Going back to our own animations then, on the start of each section animation, we reset the elements back to their starting elements.
const { update } = state.reset();
await Promise.all([
animate(box, { x: 310, y: 140, opacity: 0 }, { duration: 0.5 }).finished,
animate(code, { x: 200, y: 460, opacity: 0 }, { duration: 0.5 }).finished,
animate(phone, { x: 0, y: 0 }, { duration: 0.5 }).finished,
animate(controls, { x: 420, y: 0, opacity: 0 }, { duration: 0.5 }).finished
]);
This allows Motion to seamlessly transition between the current animation state of the elements into the new ones.
There's still an elephant in the room though... We're using async functions. If the function is still running, and I go into a new section, that means that two functions will be running that control the same element! How come the animations don't clash?
To deal with that, we use dynamic references to our elements. Each element has an id, with a number suffixed to it, e.g. #box-1. Whenever the section changes, we add 1 to the suffix, e.g. #box-2. And at the start of any section animation, we get the element ID at that given point in time, and then don't re-request the ID.
How does this look in practice? If I'm starting Section 1's animation, this is at the beginning of my async function.
const box = getElSelector('box'); // #box-1
Now, even if I start Section 2, and the selector gets updated, the constant boxis still #box-1. The function is running, but trying to animate based on a selector that will not resolve to any element! And we can continue without fear, pretending the async functions have been canceled, defying the laws of what normally is possible within web animations!

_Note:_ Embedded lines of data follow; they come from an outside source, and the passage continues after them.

PR #706, opened 2023-01-27
do not propagate tags

jwmelto:
GNSS-SDR does not do well with tags. If they are in the data stream, downstream (acquisition and tracking) get "gummed up" as the system tries to preserve tags for insertion into the (heavily) decimated output.

However, the GNU Radio ZMQ blocks treat tags as part of the wire interface. If the source produces tags, the destination **must** enable them or the data is corrupted.

This change is specific to the ZMQ source, but any source that includes tags should similarly not pass them blindly downstream.

### DIFF
--- a/CMakeLists.txt
+++ b/CMakeLists.txt
@@ -48,7 +48,7 @@ option(ENABLE_FLEXIBAND "Enable the use of the signal source adater for the Tele
 
 option(ENABLE_ARRAY "Enable the use of CTTC's antenna array front-end as signal source (experimental)" OFF)
 
-option(ENABLE_ZMQ "Enable GNU Radio ZeroMQ Messaging, requires gr-zeromq" OFF)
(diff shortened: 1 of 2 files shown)


carlesfernandez:
It's ok to have `ENABLE_ZMQ` set to `ON` by default, but the configuration fails if that component is not present. I've added a detection of the `libzmq` library, and the CMake scripts turns `ENABLE_ZMQ` to `OFF` is that library is not found. This seems to work as expected in all systems I tried, let me know if it works for you.

jwmelto:
> It's ok to have `ENABLE_ZMQ` set to `ON` by default, but the configuration fails if that component is not present. I've added a detection of the `libzmq` library, and the CMake scripts turns `ENABLE_ZMQ` to `OFF` is that library is not found. This seems to work as expected in all systems I tried, let me know if it works for you.

I didn't check, but I assumed that was how it worked, knowing the original ZMQ integration cloned existing tests. I have no issue with the fall-back logic, since ZMQ is definitely optional. Thanks!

But, we also modify Svelte stores in our animation functions. How do we avoid clashes there? Well, you may notice this piece of code in one of the earlier snippets:
const { update } = state.reset();
This comes from a custom store I built, called resettable. It works similarly to our selector! It has an internal ID, which gets updated whenever we call reset. That reset method returns a scoped updatefunction, that checks if the current ID of the resettable store is the same as the one that got created when we called reset. If it's not, it doesn't update the store.
This is what the code looks like:
const simpleUUID = () => {
return (
Math.random().toString(36).substring(2, 15) + Math.random().toString(36).substring(2, 15)
);
};
export const createResettable = <Value>(defaultValue: Value) => {
type SubscribeCallback = (v: Value) => void;
let subscribeCallbacks: SubscribeCallback[] = [];
let currUuid = simpleUUID();
let state = structuredClone(defaultValue);
const subscribe = (cb: SubscribeCallback) => {
subscribeCallbacks.push(cb);
cb(state);
return () => {
subscribeCallbacks = subscribeCallbacks.filter((c) => c !== cb);
};
};
const reset = () => {
currUuid = simpleUUID();
const fixedId = currUuid;
const set = (v: Value) => {
if (fixedId !== currUuid) return;
state = v;
subscribeCallbacks.forEach((cb) => cb(state));
};
const update = (fn: (v: Value) => Value) => {
set(fn(state));
};
set(structuredClone(defaultValue));
return { set, update };
};
return {
subscribe,
reset,
set: (v: Value) => {
state = v;
subscribeCallbacks.forEach((cb) => cb(state));
},
update: (fn: (v: Value) => Value) => {
state = fn(state);
subscribeCallbacks.forEach((cb) => cb(state));
}
};
};
Combining resettable with getElSelectorand Motion, ensures smooth transitions between all sections!
Wrapping it up
We've gone over the building blocks of our main animations: Triggering an animation on scroll, coding said animation, and enabling the transition between multiple animations. Join them all up, and we've just transformed a designer's dream into reality!
I hope this article helped outline the thought process behind this challenge, and also motivates you to delve into our source code to discover other nifty tricks we did to make our website possible!
Happy hacking!